What you are asked to do:
Wherever the string "have" shows up in the data below, copy the whole line.

──────── Data ────────

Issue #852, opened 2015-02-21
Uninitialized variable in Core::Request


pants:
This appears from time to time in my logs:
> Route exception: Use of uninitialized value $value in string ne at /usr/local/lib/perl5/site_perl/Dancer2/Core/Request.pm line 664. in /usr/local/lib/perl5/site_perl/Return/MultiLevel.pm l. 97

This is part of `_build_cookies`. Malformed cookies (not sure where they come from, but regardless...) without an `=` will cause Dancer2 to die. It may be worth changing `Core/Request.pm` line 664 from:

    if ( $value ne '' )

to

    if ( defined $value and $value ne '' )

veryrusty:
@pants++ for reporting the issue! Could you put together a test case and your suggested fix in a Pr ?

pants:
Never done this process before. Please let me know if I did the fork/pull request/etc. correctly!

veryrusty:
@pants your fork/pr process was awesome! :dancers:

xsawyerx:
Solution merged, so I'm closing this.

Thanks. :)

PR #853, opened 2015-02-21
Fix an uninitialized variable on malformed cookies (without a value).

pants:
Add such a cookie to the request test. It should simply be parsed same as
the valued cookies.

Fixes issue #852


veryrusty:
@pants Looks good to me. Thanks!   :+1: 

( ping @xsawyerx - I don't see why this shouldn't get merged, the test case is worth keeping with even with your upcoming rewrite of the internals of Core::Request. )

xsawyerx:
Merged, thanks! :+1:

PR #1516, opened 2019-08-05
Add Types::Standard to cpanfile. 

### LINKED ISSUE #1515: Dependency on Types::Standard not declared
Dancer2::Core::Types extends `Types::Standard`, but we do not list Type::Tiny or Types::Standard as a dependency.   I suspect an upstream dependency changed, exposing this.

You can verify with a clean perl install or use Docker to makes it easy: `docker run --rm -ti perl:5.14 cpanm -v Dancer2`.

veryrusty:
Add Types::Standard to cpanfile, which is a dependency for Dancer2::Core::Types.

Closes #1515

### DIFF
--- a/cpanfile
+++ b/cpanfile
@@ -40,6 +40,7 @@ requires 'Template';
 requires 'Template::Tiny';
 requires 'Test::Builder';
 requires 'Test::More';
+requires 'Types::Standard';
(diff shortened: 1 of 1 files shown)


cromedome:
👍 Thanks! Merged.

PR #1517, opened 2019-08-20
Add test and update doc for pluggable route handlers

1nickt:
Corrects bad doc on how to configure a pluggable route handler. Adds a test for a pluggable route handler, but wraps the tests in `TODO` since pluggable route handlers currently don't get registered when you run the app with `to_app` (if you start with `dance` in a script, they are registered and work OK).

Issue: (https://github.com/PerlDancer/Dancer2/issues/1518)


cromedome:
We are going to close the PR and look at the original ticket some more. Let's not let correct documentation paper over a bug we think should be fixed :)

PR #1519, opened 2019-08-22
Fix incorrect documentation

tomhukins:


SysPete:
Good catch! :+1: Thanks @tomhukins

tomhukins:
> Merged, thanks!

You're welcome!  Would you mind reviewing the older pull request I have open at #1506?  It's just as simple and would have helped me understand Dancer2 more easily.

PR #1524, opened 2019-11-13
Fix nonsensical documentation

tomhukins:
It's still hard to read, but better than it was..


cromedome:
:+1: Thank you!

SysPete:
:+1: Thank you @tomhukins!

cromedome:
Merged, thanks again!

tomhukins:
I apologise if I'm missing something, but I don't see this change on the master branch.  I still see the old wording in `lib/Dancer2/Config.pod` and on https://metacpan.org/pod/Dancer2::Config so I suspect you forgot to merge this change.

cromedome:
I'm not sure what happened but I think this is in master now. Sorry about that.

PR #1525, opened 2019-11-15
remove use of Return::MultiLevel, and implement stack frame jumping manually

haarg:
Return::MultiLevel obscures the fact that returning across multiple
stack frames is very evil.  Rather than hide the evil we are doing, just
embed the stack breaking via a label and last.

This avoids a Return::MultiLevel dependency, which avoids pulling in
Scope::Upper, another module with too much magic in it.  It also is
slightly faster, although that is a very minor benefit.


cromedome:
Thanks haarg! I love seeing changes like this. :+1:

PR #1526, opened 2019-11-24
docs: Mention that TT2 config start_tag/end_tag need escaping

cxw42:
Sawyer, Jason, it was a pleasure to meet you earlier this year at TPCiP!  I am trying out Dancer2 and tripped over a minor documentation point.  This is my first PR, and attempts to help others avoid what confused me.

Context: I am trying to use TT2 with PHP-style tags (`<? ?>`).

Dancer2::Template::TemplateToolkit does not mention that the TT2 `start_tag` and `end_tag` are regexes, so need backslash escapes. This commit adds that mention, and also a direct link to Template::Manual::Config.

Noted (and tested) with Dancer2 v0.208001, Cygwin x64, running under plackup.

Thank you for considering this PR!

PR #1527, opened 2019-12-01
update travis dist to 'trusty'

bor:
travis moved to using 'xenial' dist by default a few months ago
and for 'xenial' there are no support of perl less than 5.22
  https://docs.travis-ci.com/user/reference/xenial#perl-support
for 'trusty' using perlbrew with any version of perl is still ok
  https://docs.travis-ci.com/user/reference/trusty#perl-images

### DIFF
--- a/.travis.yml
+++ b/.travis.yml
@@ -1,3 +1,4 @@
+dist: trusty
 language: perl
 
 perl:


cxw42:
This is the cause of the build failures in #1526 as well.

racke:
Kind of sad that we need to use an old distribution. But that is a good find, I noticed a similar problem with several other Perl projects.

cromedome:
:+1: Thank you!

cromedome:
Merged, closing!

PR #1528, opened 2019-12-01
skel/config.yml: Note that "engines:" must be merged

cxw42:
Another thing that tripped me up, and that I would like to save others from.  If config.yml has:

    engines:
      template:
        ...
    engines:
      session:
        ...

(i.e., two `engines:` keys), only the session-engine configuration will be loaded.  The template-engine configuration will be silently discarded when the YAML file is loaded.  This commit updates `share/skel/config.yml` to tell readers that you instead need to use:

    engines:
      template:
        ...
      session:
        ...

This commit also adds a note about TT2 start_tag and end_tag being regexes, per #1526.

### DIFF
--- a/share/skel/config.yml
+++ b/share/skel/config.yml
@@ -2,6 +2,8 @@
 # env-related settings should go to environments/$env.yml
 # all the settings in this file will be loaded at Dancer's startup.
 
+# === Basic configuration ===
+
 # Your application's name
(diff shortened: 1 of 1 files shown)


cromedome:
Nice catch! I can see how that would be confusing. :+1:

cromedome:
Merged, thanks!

────────
──────── Data ────────

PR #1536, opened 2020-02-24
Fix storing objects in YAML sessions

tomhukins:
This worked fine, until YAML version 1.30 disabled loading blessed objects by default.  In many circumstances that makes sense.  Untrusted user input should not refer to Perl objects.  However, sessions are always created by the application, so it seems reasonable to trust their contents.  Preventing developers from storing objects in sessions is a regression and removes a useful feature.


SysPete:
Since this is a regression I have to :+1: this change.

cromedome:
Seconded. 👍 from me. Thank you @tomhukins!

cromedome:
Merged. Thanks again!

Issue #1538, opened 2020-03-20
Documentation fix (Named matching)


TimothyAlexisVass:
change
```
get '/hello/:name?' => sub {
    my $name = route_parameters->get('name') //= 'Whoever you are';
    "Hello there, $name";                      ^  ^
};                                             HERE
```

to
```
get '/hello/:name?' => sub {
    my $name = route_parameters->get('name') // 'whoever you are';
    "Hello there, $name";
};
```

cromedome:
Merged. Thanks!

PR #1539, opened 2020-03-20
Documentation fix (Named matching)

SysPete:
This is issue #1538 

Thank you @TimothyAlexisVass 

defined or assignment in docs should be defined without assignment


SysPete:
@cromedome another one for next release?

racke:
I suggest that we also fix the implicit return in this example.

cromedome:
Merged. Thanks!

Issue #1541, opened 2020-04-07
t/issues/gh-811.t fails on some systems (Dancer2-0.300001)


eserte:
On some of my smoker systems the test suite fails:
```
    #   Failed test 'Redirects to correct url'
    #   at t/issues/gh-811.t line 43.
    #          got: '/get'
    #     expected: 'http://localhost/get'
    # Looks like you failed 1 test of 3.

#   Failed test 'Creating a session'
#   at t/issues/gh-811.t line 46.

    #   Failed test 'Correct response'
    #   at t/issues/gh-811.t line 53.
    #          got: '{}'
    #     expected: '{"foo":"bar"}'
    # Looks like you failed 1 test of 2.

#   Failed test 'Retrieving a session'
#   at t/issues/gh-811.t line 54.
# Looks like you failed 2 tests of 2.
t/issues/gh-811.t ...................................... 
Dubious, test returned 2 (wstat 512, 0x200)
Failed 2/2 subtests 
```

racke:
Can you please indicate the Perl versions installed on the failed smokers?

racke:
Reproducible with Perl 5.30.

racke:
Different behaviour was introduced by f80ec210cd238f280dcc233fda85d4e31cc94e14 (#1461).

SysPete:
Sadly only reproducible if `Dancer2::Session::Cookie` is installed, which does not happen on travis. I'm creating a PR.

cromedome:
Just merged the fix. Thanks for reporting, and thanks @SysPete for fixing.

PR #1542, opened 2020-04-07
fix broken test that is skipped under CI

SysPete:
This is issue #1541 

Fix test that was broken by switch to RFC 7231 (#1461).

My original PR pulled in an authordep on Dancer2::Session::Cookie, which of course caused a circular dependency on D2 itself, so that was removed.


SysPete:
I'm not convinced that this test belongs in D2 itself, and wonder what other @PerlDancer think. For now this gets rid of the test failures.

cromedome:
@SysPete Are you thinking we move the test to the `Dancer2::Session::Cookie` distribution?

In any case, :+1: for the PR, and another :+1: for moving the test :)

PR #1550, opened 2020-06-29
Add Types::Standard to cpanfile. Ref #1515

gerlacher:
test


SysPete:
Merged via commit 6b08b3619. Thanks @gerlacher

────────

Result of this exercise:
You're welcome!  Would you mind reviewing the older pull request I have open at #1506?  It's just as simple and would have helped me understand Dancer2 more easily.
Since this is a regression I have to :+1: this change.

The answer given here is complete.